• [Material provided]:

PR #1001, opened 2026-03-20
Timer - Fix misuse of ctrlbset and ctrlbclr

rnd-ash:
# Summary

The Timer TC Ctrlbset and Ctrlbclr can only have a one written to them to modify the peripherals non exposed CTRLB register.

• [Exercise objective]:
From the entries above, copy out every line where the string "Timer" appears.

• [Response]:
Timer - Fix misuse of ctrlbset and ctrlbclr
The Timer TC Ctrlbset and Ctrlbclr can only have a one written to them to modify the peripherals non exposed CTRLB register.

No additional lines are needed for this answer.